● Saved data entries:
──────

PR #1907, opened 2025-07-24
[Fusili] Use pre-built IREE rather than pip dependency

AaronStGeorge:
When generating a .vmfb we'll need to store it in a type that IREE runtime expects; I believe that's `iree_const_byte_span_t`. We'll need IREE cmake config + headers to able to use said type in sharkfuser. In preparation for .vmfb generation, this PR moves towards pulling in IREE tools in away that allows us to use cmake + headers + pre-built `.so`s.


.github/workflows/ci-sharkfuser.yml
```diff
@@ -90,17 +91,27 @@ jobs:
...
+        tar -xf iree-dist.tar.xz -C iree-dist
+        rm iree-dist.tar.xz
+        echo "$SHARKFUSER_DIR/iree-dist/bin" >> $GITHUB_PATH
+
     - name: Build sharkfuser
       working-directory: ${{ env.SHARKFUSER_DIR }}
       run: |
         source .venv/bin/activate
         cmake -GNinja -S. -Bbuild \
+          -DIREE_DIR=$SHARKFUSER_DIR/iree-dist/lib/cmake \
```
sjain-stanford, line 114: Is this really needed? I see an `INSTALL` target, can we use that to have it installed (system-wide) and used in Fusili through `find_package` / `find_program`? 

https://sourcegraph.com/github.com/iree-org/iree/-/blob/build_tools/cmake/CMakeLists.txt?L28

AaronStGeorge: If I'm not mistaken we'll need `-DIREE_DIR` here unless we move the downloaded package into system locations where `find_package` would look by default.  IIUC that `install` command will decide what's in the bundle we're downloading, I don't think we have a cmake install command available in what we get. But, if we add
```sh
sudo mv iree-dist/* /usr/local/
```
to the install block `find_package` should work without this `-D` variable (I think [CMAKE_SYSTEM_PREFIX_PATH docs](https://cmake.org/cmake/help/latest/variable/CMAKE_SYSTEM_PREFIX_PATH.html). Would you prefer that?

.github/workflows/ci-sharkfuser.yml
```diff
@@ -90,12 +91,22 @@ jobs:
...
         pip install -r ./test_requirements.txt
 
+    - name: Install prebuilt iree
+      working-directory: ${{ env.SHARKFUSER_DIR }}
+      run: |
+        wget --no-verbose -O iree-dist.tar.xz $IREE_RELEASE_URL
+        mkdir iree-dist
+        tar -xf iree-dist.tar.xz -C iree-dist
+        rm iree-dist.tar.xz
+        sudo mv iree-dist/* /usr/local/
```
sjain-stanford, line 107: Will this work? `iree-dist` when unpacked has its own `bin`, `include`, and `lib` dirs.

AaronStGeorge: No this doesn't work it tries to overwrite the files which isn't correct.

sjain-stanford:
Let's just have it unpacked in a `./third_party/` directory inside sharkfuser (have it gitignored etc) and then use `-DCMAKE_PREFIX_PATH`. Much better than having to fiddle with system installation. This is also nice because we might want to just swap the CMAKE_PREFIX_PATH to a local source checkout for picking bugfixes etc.

sjain-stanford (approved):

.github/workflows/ci-sharkfuser.yml
```diff
@@ -90,12 +91,22 @@ jobs:
...
         pip install -r ./test_requirements.txt
 
+    - name: Install prebuilt iree
+      working-directory: ${{ env.SHARKFUSER_DIR }}
+      run: |
+        wget --no-verbose -O iree-dist.tar.xz $IREE_RELEASE_URL
+        mkdir iree-dist
+        tar -xf iree-dist.tar.xz -C iree-dist
+        rm iree-dist.tar.xz
+        sudo mv iree-dist /usr/local/stow
```
sjain-stanford, line 107: Might as well untar at the location you want them:
```
    mkdir -p /usr/local/stow/iree-dist
    tar -xf /tmp/iree-dist.tar.xz -C /usr/local/stow/iree-dist \
    rm /tmp/iree-dist.tar.xz \
    stow -d /usr/local/stow -t /usr/local iree-dist
```

sharkfuser/test_requirements.txt
```diff
@@ -1,3 +1,2 @@
 lit
 filecheck
```
sjain-stanford, line 2: Forgot to remove this in the patch I shared earlier. Here's the revised one: 
[filecheck.patch](https://github.com/user-attachments/files/21435975/filecheck.patch)

sharkfuser/test_requirements.txt
```diff
@@ -1,3 +1,2 @@
...
-iree-base-compiler
```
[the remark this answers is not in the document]
sjain-stanford: This section in particular needs updating:

**Test Requirements:**
- catch2
- lit
- FileCheck
- iree-opt

Easiest way to get [`lit`](https://llvm.org/docs/CommandGuide/lit.html), [`filecheck`](https://github.com/AntonLydike/filecheck), and `iree-opt` without depending on LLVM or building IREE from source is through Python (pip install). One may either use system Python or create a virtual environment (preferred)
like so:
```shell
python -m venv --prompt fusili .venv
source .venv/bin/activate
python -m pip install --upgrade pip
pip install -r ./test_requirements.txt
```

sjain-stanford:
We could do the following to have a default without needing `-DCMAKE_PREFIX_PATH` provided externally. It also allows `SHARKFUSER_IREE_CMAKE_DIR to be optionally specified if the user wants it picked at a different path:
```
set(SHARKFUSER_IREE_CMAKE_DIR "/usr/local/lib/cmake/IREE" CACHE PATH "Path to IREE CMake directory")
list(APPEND CMAKE_PREFIX_PATH ${SHARKFUSER_IREE_CMAKE_DIR})
```

sharkfuser/test_requirements.txt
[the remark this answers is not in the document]
AaronStGeorge: I've updated the readme in a more recent commit, let me know what you think!

Issue #1769, opened 2025-07-07
[sharktuner] Add Support for Attention Op


bangtianliu:
To support attention op in the sharktuner, we need to make several changes: 

- **Constraint generation for attention to generate config**
   - parser for attention op: https://github.com/nod-ai/shark-ai/pull/1733
       - This relies on Python bindings added in IREE to extract root op informatio: https://github.com/iree-org/iree/pull/21170 and https://github.com/iree-org/iree/pull/21216
   - Defining the search space and strategies for generating decomposition control configs specific to attention ops. 
https://github.com/nod-ai/shark-ai/pull/1772

  The constraints for selecting MMA instructions for these matmuls are determined by layout matching logic: https://github.com/iree-org/iree/blob/9e8691fdab06ee5c432bbf40ea70883b4b78d8bf/compiler/src/iree/compiler/Codegen/LLVMGPU/LLVMGPUConfigureTensorLayouts.cpp#L414-L422. 
So here are some todos after meeting with kunwar:
      1. IREE Python binding PR: Expose Python bindings for virtual MMA, which is currently missing and needed by the tuner. https://github.com/iree-org/iree/pull/21403
      2. Tuner PR: Understand and incorporate layout constraints when selecting MMAs in the attention tuner.
 Required python binding to get single subgroup layout: https://github.com/iree-org/iree/pull/21454
The updated constraints taking layout into consideration: https://github.com/nod-ai/shark-ai/pull/1909
The logic is original from: https://github.com/iree-org/iree/pull/21448. 
      4. Tuner PR: Extend the search space to include virtual MMA options for all ops, including matmul and conv.Here are some steps for generating correct td specs for attention op
- **TD spec generation for attention ops**
   - Extended constraint generators to support a shared config list mechanism across contraction, convolution, and attention ops: https://github.com/nod-ai/shark-ai/pull/1641
   - Added support to build TD specs from these config lists: https://github.com/nod-ai/shark-ai/pull/1602

bangtianliu:
close as all the tasks have been done.

PR #1909, opened 2025-07-25
[tuner] improve support for attention op

bangtianliu:
This PR enhances the tuner’s support for the Attention operation by building on the constraint generation logic (mainly about layout matching, searching two mmas independently) introduced in https://github.com/iree-org/iree/pull/21448. 
- Adds the layout matching constraints based on the python binding exposed from https://github.com/iree-org/iree/pull/21454
- Extends the tuner to handle virtual MMA intrinsics according to python binding exposed from https://github.com/iree-org/iree/pull/21403

For reference, the attached log link demonstrates tuning runs for the Attention op using this PR.: https://gist.github.com/bangtianliu/ce6b925a679a2072b2ceba1bfdfe094c. 
Issue: #1769

### DIFF
--- a/sharktuner/tests/dispatch_constraints_test.py
+++ b/sharktuner/tests/dispatch_constraints_test.py
@@ -359,6 +359,67 @@ def test_is_valid_mma_schedule(
     assert solver.check() == z3.unsat
 
 
+def test_get_mfma_intrinsic_constraints(
+    tuner_ctx: common.TunerContext,
+) -> None:
+    lhs_type = common.ShapedType([16, 16], tuner_ctx.type.f16)
+    rhs_type = common.ShapedType([16, 16], tuner_ctx.type.f16)
+    res_type = common.ShapedType([16, 16], tuner_ctx.type.f32)
+
+    intrinsic_m = z3.Int("intrinsic_m")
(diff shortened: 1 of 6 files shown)


sharktuner/tests/dispatch_constraints_test.py
```diff
@@ -359,6 +359,67 @@ def test_is_valid_mma_schedule(
...
+
+    solver = z3.Solver()
+    solver.add(constraints)
+    assert solver.check() == z3.sat
+
+    model = solver.model()
+    m_val = model[intrinsic_m].as_long()
+    n_val = model[intrinsic_n].as_long()
+    k_val = model[intrinsic_k].as_long()
+    assert (m_val, n_val, k_val) in [(16, 16, 16), (32, 32, 8)]
```
Max191, line 395: I don't fully understand why the result is expected to be one of these options. Why are we able to select `(32, 32, 8)` and why are we not able to select `(32, 32, 16)`? (mostly just for my own understanding)

Max191 (commented):
This overall LGTM, although I'm not an expert on the constraints here. Would be good to get approval from @Groverkss as well.

Groverkss (approved):
Thank you!

PR #1910, opened 2025-07-25
Adds missing float8_e4m3fn type mappings

IanNod:


sharktank/sharktank/types/tensors.py
```diff
@@ -1698,6 +1698,7 @@ def serialized_short_name_to_dtype(dtype_name: str) -> torch.dtype:
     "int64": torch.int64,
     "bool": torch.bool,
     "float8_e4m3fnuz": torch.float8_e4m3fnuz,
+    "float8_e4m3fn": torch.float8_e4m3fnuz,
```
archana-ramalingam, line 1701: Is this wrongly mapped?

PR #1923, opened 2025-07-28
Ensure error message is properly logged when `kvcache OOM` occurs

stbaione:
Ensure KVCache OOM (page exhaustion) failure is properly logged when it occurs server-side.

Will do a follow up to close the client connection, instead of just leaving it hanging.

For now, this will at least make the error obvious server-side.

Output example:

```bash
[2025-07-28 15:21:47.187] [error] [base_attention_cache.py:182] FATAL CacheAllocationFailure: Failed to allocate 6 pages from `PagePool`.
Required pages: 6, Available pages: 2, Total pages: 2
Consider re-exporting the model with a higher `--device-block-count` value.
```


amd-vivekag (approved):
Error message from server is definitely better than current behavior.

PR #1928, opened 2025-07-28
Remove write_range

rsuderman:
Write range was intended for offset prefill however this should just be expanded into the behavior of `write`. Removing to trip down the implementation of kv cache for cleanup.


IanNod (approved):
lgtm

PR #1929, opened 2025-07-29
Cleanup ops.attention overrides for uniform behavior

rsuderman:
Attention overrides should not be special casing arguments.

### DIFF
--- a/sharktank/sharktank/layers/paged_attention.py
+++ b/sharktank/sharktank/layers/paged_attention.py
@@ -1060,7 +1060,7 @@ class PagedAttention:
         elif attention_kernel == "sharktank":
             if mask is not None:
                 attn_output = ops.attention_impls.masked_flash_attention(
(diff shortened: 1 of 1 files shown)


sharktank/sharktank/ops/attention_impls.py
```diff
@@ -38,7 +38,13 @@ def _extract_linear_scale(t):
     return unbox_tensor(t), None
 
 
-def masked_flash_attention(q, k, v, a):
+def masked_flash_attention(q, k, v, a, is_causal, scale):
+    if is_causal:
+        return NotImplemented
+
+    if scale is None:
+        return NotImplemented
```
archana-ramalingam, line 46: If the `scale` is set to `None` in `sharktank/sharktank/layers/paged_attention.py`, will this not always return `NotImplemented`? 
This is breaking ppl tests for fp8. https://github.com/nod-ai/shark-ai/pull/1937 fixes it.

──────

● What you should do:
Copy out each line of the data where the string "stow" appears.

● Answer section:
+        sudo mv iree-dist /usr/local/stow
    mkdir -p /usr/local/stow/iree-dist
    tar -xf /tmp/iree-dist.tar.xz -C /usr/local/stow/iree-dist \
    stow -d /usr/local/stow -t /usr/local iree-dist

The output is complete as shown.